Он опять засмеялся — униженным, неловким смехом. Я слышал, как он удаляется, давит всем своим весом тысячи крохотных ракушек, я слышал тысячу живых, испуганных звуков, потом он вернулся и тихо, того не замечая, погрузился в мертвую часть комнаты; опять удалился, снова топтался, поднимая целое облачко песка и пыли. Я подумал, что во время приступов бессонницы он, должно быть, вот так расхаживает взад-вперед, тщетно призывая сон в оцепенении своей крови.

— Полагаю, вы слышали, — объявил он, — что это здание будет превращено в диспансер. Мы уже занимаем два первых этажа. Остальные будут отведены под центр по приему тех жителей района, которые должны покинуть свои дома, но при этом больны. Так что вы не сможете здесь оставаться.

— Вы серьезно?

— В любом случае вам придется уйти. Вам здесь не место. Санитарная ситуация плачевна. В любой момент может произойти множество неприятных вещей.

— Здание будет реквизировано?

— Возможно. Обстоятельства тем временем его уже реквизировали.

Я слушал его так усердно, что мне стало больно, я даже ощутил стреляющую боль в бедре.

— Диспансер? Но если речь идет о диспансере, почему я не могу остаться? Я болен, за мной будут ухаживать прямо на месте.

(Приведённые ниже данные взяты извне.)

PR #1419, opened 2021-12-17
MCH - Wildfire (it's the remix)

hintxiv:
Detects debuff stack events instead of the old method counting damaging GCDs in WF, so hopefully it's a bit more accurate. Additionally, it will now show GCDs which were cast inside the WF window but "ghosted" the damage snapshot for clarity.

image


src/parser/jobs/mch/modules/Wildfire.tsx
```diff
@@ -0,0 +1,204 @@
...
+import {Timeline} from 'parser/core/modules/Timeline'
+import React, {Fragment} from 'react'
+import {Message} from 'semantic-ui-react'
+
+// We always want 6 GCDs in WF
+const EXPECTED_GCDS = 6
+
+const SEVERITIES = {
+	BAD_WILDFIRE: {
+		1: SEVERITY.MINOR,
```
Toastdeib, line 22: Not a math nerd so take this with a pinch of salt, but I would personally think the tiers should be more like `MEDIUM` for 1 and `MAJOR` for 3. WF is a pretty important part of the 2-minute burst cycle, so screwing up even one feels like it should be more than `MINOR`.

src/parser/jobs/mch/modules/Wildfire.tsx
```diff
@@ -0,0 +1,204 @@
...
+	)
+
+	private actionHook?: EventHook<Events['action']>
+
+	private actionFilter = filter<Event>()
+		.source(this.parser.actor.id)
+		.type('action')
+
+	override initialise() {
+		this.addEventHook(filter<Event>()
```
Toastdeib: Minor nit but it'd be a little cleaner to do a `const playerFilter = filter<Event>().source(this.parser.actor.id)` and then reuse that in each of the 3 hooks.

src/parser/jobs/mch/modules/Wildfire.tsx
```diff
@@ -0,0 +1,204 @@
...
+		this.history.closeCurrent(event.timestamp)
+
+		if (this.actionHook != null) {
+			this.removeEventHook(this.actionHook)
+			this.actionHook = undefined
+		}
+	}
+
+	private onAction(event: Events['action']) {
+		this.history.doIfOpen(current => current.actionEvents.push(event))
```
Toastdeib: Is there any filtering going on to  make sure that the target of your actions is the one afflicted with WF in multi-target situations? Looking through this, it seems like it's all based purely on the WF buff on the actual player. Same goes for the compound damage tracking. Basically what I'm wondering is if this will give weird results in a 2-target scenario (e.g. TEA) if you were to apply WF to one target and then unload on the other.

src/parser/jobs/mch/modules/Wildfire.tsx
hintxiv: I'm okay with minor here only because it's very easy to miss a single GCD in WF if you have high ping or just needed to clip a second wind or something.

src/parser/jobs/mch/modules/Wildfire.tsx
hintxiv: 👍

src/parser/jobs/mch/modules/Wildfire.tsx
hintxiv: The logic is counting WF debuff stacks themselves, so the GCD count should always be correct. Somehow I missed that this will throw off the "ghosting" logic though, and I can't think of a good way to resolve it so I'm opting to just leave it out. I updated the module description to hopefully make it clear why the GCD count may be lower than the # of GCDs shown in the rotation column.

Toastdeib (approved):

PR #1420, opened 2021-12-17
BRD - 6.0 support

hintxiv:
There's a lot of room to grow here, but Bard analysis is functional and covers all the basics so I'm calling it supported.


src/parser/jobs/brd/modules/MultiHitSkills.ts
```diff
@@ -4,20 +4,24 @@ import DISPLAY_ORDER from './DISPLAY_ORDER'
 
 export default class MultiHitSkills extends AoEUsages {
```
AkairyuGestalter: We're trying to move away from `export default` so this should just be `export class` (and update the index to import it as `import {MultiHitSkills}`)

src/parser/jobs/brd/modules/OGCDDowntime.ts
```diff
@@ -7,24 +7,24 @@ export default class OGCDDowntime extends CooldownDowntime {
 	override trackedCds = [
```
AkairyuGestalter, line 7: Ditto the `export default`  comment here

src/parser/jobs/brd/modules/index.ts
```diff
@@ -15,5 +14,4 @@ export default [
 	OGCDDowntime,
 	RagingStrikes,
 	RefulgentProcs,
```
AkairyuGestalter, line 16: I know you weren't otherwise touching Raging Strikes and Refulgent Procs on this PR, but it would be nice if we could fix up the `export default`s on those too while we're at it

AkairyuGestalter (approved):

Я услышал, как он снова рассмеялся.

— Мы будем принимать других больных, больных особой категории. Видите ли, Анри Зорге, вопреки тому, во что вы верите, будучи членом правящей категории, не все везде идет наилучшим образом. Вы прогуливаетесь по улицам, и то, что вы видите, вас устраивает, вас поддерживает. Вы заходите в дома, и люди, которых вы встречаете, кажутся вам довольными, кажутся примерными гражданами, тружениками, тороватыми общим благом, подчас бедными, но все же очень богатыми. Но вот я, я не захожу в дома, не прогуливаюсь по улицам. Я спускаюсь под землю и встречаю там людей совсем иного рода: людей замурованных, падших в юдоль унижения и стыда и превративших этот стыд в свою гордость, тех, кто выпал за пределы официального существования и, чтобы к нему не возвращаться, предпочитает жить вне существования, без имени, без дневного света, без прав. Для них то, что вы называете надлежащим светом, это дно могилы, а ваша свобода — тюрьма. И они не подвижники, не труженики, не добряки, в них нет гражданского духа, они ничего никому не дают и не повторяют каждый миг наподобие вас: «Ах! я хотел бы вам помочь, я хотел бы вас просветить». Они требуют отнюдь не быть богатыми, а быть бедными против вас, преступниками против вас. А вы, со своим коварством, с вашим духом господства, хотите лишить их и этого. Хотите знать, почему меня заинтересовал ваш случай, почему я в конце концов провел столько времени рядом с таким довольным и словоохотливым юнцом? Из-за вашего имени? Возможно. Но прежде всего — потому, что вы настолько подчинены этому миру, что даже когда ваши мысли становятся совсем диковинными, их все равно нашептывает вам он, они его отражают, его защищают. Наставить меня на путь истинный не прочь даже ваша болезнь. Что-что, а это вы до меня донесли. Весьма впечатляюще. Оно того стоило.